◆ What you have to do:
Of the lines below, copy those that hold the word "github".

Collection entries
PR #524, opened 2019-05-28
Refactor/ota 2798/rename provisioning

patrickvacek:
Depends on https://github.com/advancedtelematic/aktualizr/pull/1220.


patrickvacek:
Passes oe-selftest except for the `test_aktualizr_fullostree` ptest as expected. Ready for review.

classes/sota.bbclass
```diff
@@ -7,6 +7,17 @@ SOTA_CLIENT_PROV ??= "aktualizr-shared-prov"
 SOTA_DEPLOY_CREDENTIALS ?= "1"
 SOTA_HARDWARE_ID ??= "${MACHINE}"
 
+# Translate old provisioning recipe names into the new versions.
```
lbonn: Oh great! Can it also show an advisory warning "name has changed, please be aware..."?

patrickvacek: Yes! Just need to figure out how to do it in python... otherwise I can try redoing this bit in bash, since I think `bbwarn` does the trick.

patrickvacek: Finally got around to doing it. It does print a ton of identical warnings, though, but I can't figure out a good way to avoid that.

lbonn: Haha nice. Duplicate warnings are probably fine.

PR #525, opened 2019-05-28
aktualizr: bump garage sign to version 0.7.0-3-gf5ba640.

patrickvacek:
Not urgent, just seemed like it was time to do it before we do the next round of backporting.


patrickvacek:
Passes oe-selftest BTW.

PR #526, opened 2019-06-05
Refactor/thud/renaming secondaries etc

patrickvacek:


patrickvacek:
Passes oe-selftest except for the ostree test (a known issue).

PR #529, opened 2019-06-06
Add support for raspberrypi3-64

lbonn:
Also needs change in meta-updater-raspberrypi, forthcoming!

Currently building on master for a final test, as it was initially developed on rocko.


lbonn:
Actually having problem building on master right now unfortunately. We could indeed add oe-selftests as well later.

lbonn:
Boots with the last changes!

PR #530, opened 2019-06-13
OTA-2541: Primary and Secondary network configuration in case of RPi

mike-sul:
Signed-off-by: Mike Sul <ext-mykhaylo.sul@here.com>


recipes-test/demo-network-config/network-config.inc
```diff
@@ -0,0 +1,19 @@
+CONF_TYPE ?= "${@ 'multihomed' if d.getVar('MACHINE') == 'raspberrypi3' and d.getVar('IMAGE_TYPE', '') == 'primary' else 'static'}"
```
patrickvacek: Why the empty string for the second parameter of `d.getVar('IMAGE_TYPE', '')`?

recipes-test/demo-network-config/files/26-multihomed-client.network
```diff
@@ -0,0 +1,9 @@
+[Match]
+Name=@IFNAME@
+
+[Network]
+Description=Multihomed network. DHCP-assigned IP for Primary<->Backend. Statically assigned IP for Primary<->Secondary
```
patrickvacek: How is multihoming actually being used here? I'm not sure I'm following it.

recipes-test/demo-network-config/network-config.inc
mike-sul: The empty string is used as a default value of 'IMAGE_TYPE' in case if it's not defined.  If the default value is not specified (d.getVar('IMAGE_TYPE')) then an error will be yielded if 'IMAGE_TYPE' is not defined.

recipes-test/demo-network-config/files/26-multihomed-client.network
mike-sul: Two IP addresses are assigned two a single RPi Ethernet NIC. One is statically defined (10.0.3.1) and  aimed for communication with secondaries, the second is obtained from DHCP server running on a local router that has an access to Inet thus it allows Primary to communicate with the server.

recipes-test/demo-network-config/network-config.inc
mike-sul: I've just replaced d.getVar('IMAGE_TYPE', '') with d.getVar('IMAGE_TYPE') as it doesn't bring any value here.

recipes-test/demo-network-config/files/26-multihomed-client.network
patrickvacek: Thanks, I'm starting to see it more clearly. But in the RPi case, if you only have one ethernet connection and you aren't using wifi, how do you access multiple networks? Are you plugging the primary and secondary RPis both into the same router or switch so that they can talk to each other through that without leaving the local network?

mike-sul: Yes, I plug them into the same switch that works just on data link layer (layer 2) so it doesn't impact IP level anyhow which allows my to configure as many as I want IP networks  for devices connected to it. I'll prepare some doc depicting networking topology for this setup later on.

mike-sul:
Updated this PR to support WiFi on Primary in order to communicate with the backend via it. Otherwise (no wifi) RPi's single Ethernet NIC is used for communication with secondaries and the backend, an internal network (10.0.3.0/8) is used for the first and an external network (DHCP-managed) is used for the second.

This PR has dependency on https://github.com/advancedtelematic/meta-updater-raspberrypi/pull/53

mike-sul:
Perhaps, we should run the oe-selftest on regular basis on some powerful server since it takes huge amount of time and CPU to run it on a local host (it still running on my machine) and bagger doesn't do work well recently as it seems becoming too 'crowded'.

patrickvacek:
> Perhaps, we should run the oe-selftest on regular basis on some powerful server since it takes huge amount of time and CPU to run it on a local host (it still running on my machine) and bagger doesn't do work well recently as it seems becoming too 'crowded'.

This is an ongoing topic of discussion. We are considering a new build server and we are also preparing to work on getting oe-selftest to actually run in CI soon. I'm surprised that bagger is too crowded, but that's why we have four build machines. :)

◆ Solution to the exercise:
Depends on https://github.com/advancedtelematic/aktualizr/pull/1220.
This PR has dependency on https://github.com/advancedtelematic/meta-updater-raspberrypi/pull/53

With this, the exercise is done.